Welcome to the last Storytelling Sunday of 2011. Thanks so much to Sian for hosting this, I was quite late to the loveliness but I have so enjoyed joining in.
A few things have collided this week which has resulted in me finding a story…it’s almost a story in itself. I could not envisage any story at all at the beginning of this week as Sian first reminded us so I am quite glad how it has all come together.
The magazine came first, I spent a lovely half-hour in Costa with a hot chocolate a week-ago Friday after I tracked down a copy of Scrap365 (Sian is contributing). The first article I was drawn to was the cover layout and so I was inspired to make a layout which used the ideas of designer Mahlin Wiggur.
Then on Monday my new stash arrived (after having been on a stash diet for two months) so I was excited and inspired by the new papers from BG (Piccadilly). They helped germinate the idea along with the magazine article.
On Friday evening I took a look at the weekly challenge on UKScrappers which inspired the journaling.
I scrapped the layout this evening and as I started to blog the layout I realised that it would make a story for Storytelling Sunday.
I love it when a plan comes together……..actually thinking about it this happened last month that after I had blogged my story, I thought of a layout that would have worked so I am glad it has worked this way round this time.
Ok, so, the story (within the story-are you still with me?)
My middle name is Patricia, my namesake is Patricia Bowles, my Auntie Pat. She is lovely and talented and very special to me and therefore I am honoured to have her name. She is my Mum’s older sister and Mum wanted to name me after her as she was such a help to Mum when I was born.
Mum and Dad lived on Lundy. It is a small island in the Bristol Channel and there are no medical facilities – well I imagine there is a first aider – but no doctor, surgery and certainly no maternity ward, so when Mum was pregnant with me she had to leave and return to the mainland about 6 weeks before my birth and stay there for 6 weeks after I arrived.
My A. Pat and her family, her husband the brilliant, smart, terribly teasing U. Brian and their three cracking children Nick, David & Anne-Marie lived in the most fantastical big house in Station Road, Okehampton with my beloved Granny having her own rooms as well. So I got to live there for a few weeks too, gawd I loved that house.
A. Pat used to take in visitors (as they were called, I never heard them referred to as guests, clients, customers etc it was a family home that had vistors), yes it was that big. I remember excitedly, sleepily coming downstairs when I stayed as an older child and helping her to fill the (homemade) jam pots, butter pots and take the toast racks through, tummy grumbling for my turn.
I could never decide whether to do this or find a looked-up-to cousin to go out with them on their paper-round, they of course encouraged this and would argue over who was going to get me because I used to deliver the difficult papers, when I say difficult I don’t mean The Daily Mail, I mean they were up lots of steps, or along a long winding path. At the time I thought they were trusting me to do the difficult stuff lol. Of course they were just getting me to do the difficult stuff.
Back at the hearth and dining room we never dressed up in waitressy gear but the visitors were served with kindness, calmness and quietness and by gum it was always top notch food in Denby crockery (My Mum has some of it as A. Pat gave it out when they moved on – I guess she was fairly fed up of looking at it. We collect the Jet range but we love our greeny-blue soup bowls, i’ve a photo somewhere
, yes there it is!),
anyhoo, despite having the visitors and three children of her own she looked after Mum and I so well. I came a couple of days early; Dad had left the island, as I was due, but he didn’t make it to Okehampton in time. So A. Pat held Mum’s hand all through labour and my birth.

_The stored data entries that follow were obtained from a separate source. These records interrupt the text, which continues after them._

PR #570, opened 2026-03-29
fix: isolate SFTP actions and selection state across panes and tabs

### LINKED ISSUE #569: sFTP, actions are repeated for every single connection in active panel
I've noticed that actions like deleting a file are repeated across all connections of a panel.
See video for more information:

https://github.com/user-attachments/assets/9bd58630-dfc0-4431-9959-3e9b711682b9

This could lead to accidental data loss

binaricat:
## Summary
- fix SFTP keyboard-triggered dialogs so rename, delete, and new-folder actions only open in the currently visible SFTP surface
- stop selection state from leaking across panes and tabs by clearing the other pane only when the user actually selects a file or folder
- preserve the focused pane or tab correctly when switching sides, including the cross-side tab-click case where the newly selected tab should keep its own selection
- reset list and tree range-selection anchors after external clears so the next Shift selection starts fresh instead of reusing a stale range
- improve SFTP dialog context by showing the current host and path in destructive prompts

## Root cause
The original fix only scoped keyboard dialog handling to the active tab, but selection and focus state were still shared too broadly across mounted SFTP panes. That caused a few follow-up regressions:
- hidden SFTP surfaces could still react to dialog actions
- focus changes could clear the wrong pane or tab
- stale Shift-selection anchors could survive after cross-pane clears

This PR finishes that cleanup by making dialog routing target the active visible surface and tightening when and where selection cleanup happens.

Closes #569

## Test plan
- [x] `npm run lint`
- [x] `npm run build`
- [x] Open multiple SFTP tabs on one side and verify Delete / Rename / New Folder only affect the visible tab
- [x] Switch between left and right panes and confirm the first click keeps the new selection
- [x] Click directly into a non-active tab on the opposite side and confirm its existing selection is preserved
- [x] Clear selection via another pane, then use `Shift` selection in both list and tree views and confirm the range starts fresh

### DIFF
--- a/components/SftpView.tsx
+++ b/components/SftpView.tsx
@@ -40,7 +40,7 @@ import { useSftpViewPaneCallbacks } from "./sftp/hooks/useSftpViewPaneCallbacks"
 import { useSftpViewTabs } from "./sftp/hooks/useSftpViewTabs";
 import { useSftpKeyboardShortcuts } from "./sftp/hooks/useSftpKeyboardShortcuts";
 import { sftpFocusStore, SftpFocusedSide, useSftpFocusedSide } from "./sftp/hooks/useSftpFocusedPane";
-import { keepOnlyActivePaneSelections } from "./sftp/hooks/selectionScope";
+import { keepOnlyActivePaneSelections, keepOnlyPaneSelections } from "./sftp/hooks/selectionScope";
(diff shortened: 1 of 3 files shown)


binaricat:
@codex review

PR #599, opened 2026-04-01
Add Skills + CLI mode for external agents

tces1:
## Summary

This PR adds a new `Skills + CLI` integration mode for external ACP agents, while keeping the existing MCP path intact.

The main goal is to make external agents work reliably in environments where third-party MCP is unavailable or restricted, and to reduce overthinking / unnecessary discovery steps for simple Netcatty tasks.

### AI settings
- Added a new `Tool Access` setting to switch between:
  - `MCP`
  - `Skills + CLI`
- Persisted the selected mode in AI settings state/storage.
- Added localized UI copy, including a note that `Skills + CLI` currently requires a working `Node.js` runtime on the host.

### External agent flow
- Added a `Skills + CLI` path for ACP-backed external agents.
- In `Skills + CLI` mode, Netcatty no longer injects the Netcatty MCP server into the external agent.
- Instead, Netcatty provides:
  - a local skill file
  - an exact CLI invocation pattern
  - current chat/session context

### `netcatty-tool-cli`
- Added a new local CLI bridge:
  - `env`
  - `session`
  - `resource environment`
  - `exec`
  - `status`
  - `cancel`
  - `resume`
- Added a local RPC client and discovery path support for the CLI bridge.
- Reused existing main-process execution logic and safety checks rather than duplicating command execution behavior.

### Skills and prompt improvements
- Added a Netcatty skill for the CLI workflow.
- Split the skill into:
  - a short primary `SKILL.md`
  - focused reference docs for session types, control commands, and errors
- Tightened prompt guidance for simple read-only tasks:
  - prefer the shortest path
  - avoid extra script generation
  - avoid `$()` and backticks
  - avoid unnecessary `sh -c` / `bash -c` wrappers
- Prefer concise tabular output when appropriate.

### Session targeting optimization
- The host now provides the external agent with a default target session when it can determine one safely.
- For simple requests, the agent can use the default session directly instead of always rediscovering sessions first.
- Fallback discovery remains available when the target is ambiguous or the user explicitly references another session.

### Packaging
- Fixed packaged app behavior for `Skills + CLI` by ensuring:
  - skill files are available from unpacked app resources
  - CLI assets are available from unpacked app resources
  - packaged paths resolve correctly in `aiBridge`
- This avoids packaged-app failures where external agents could not find the Netcatty skill or CLI files.

### Reliability / cleanup
- Removed unused MCP preload helper code.
- Hardened CLI RPC behavior to avoid indefinite hangs on write/connection failures.
- Fixed execution lock handling for synchronous throws in command execution paths.

## Notes

- The MCP contract is intentionally left unchanged.
- The new CLI/session-targeting optimizations are scoped to the `Skills + CLI` path only.

## Testing

- `npm run build`
- `node --check electron/bridges/aiBridge.cjs`
- Manual validation of:
  - `MCP` vs `Skills + CLI` settings toggle
  - `Skills + CLI` execution against a live Netcatty session
  - packaged macOS app behavior from `/Applications/Netcatty.app`


tces1:
截屏2026-04-10 10 51 57

更新一下流程图
我本地用5.4 xhigh 跑了十几轮review，到这里基本没看到其他问题了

She has been there for me for all the major and minor events of my life with a careful word and thought. One of my most treasured possessions is my patchwork quilt that she handmade for me, we went together to the material shop in Tavistock when I was about 20 to choose the patterned material and I was given the quilt on my wedding day aged 26. Sometimes I do wonder if I found a husband just to get my hands on that quilt.
I love My A. Pat and I love that I am named after her.
I also love that the challenges this week have nailed these memories down in words and pictures, which is what we are all about with this scrapbooking thang.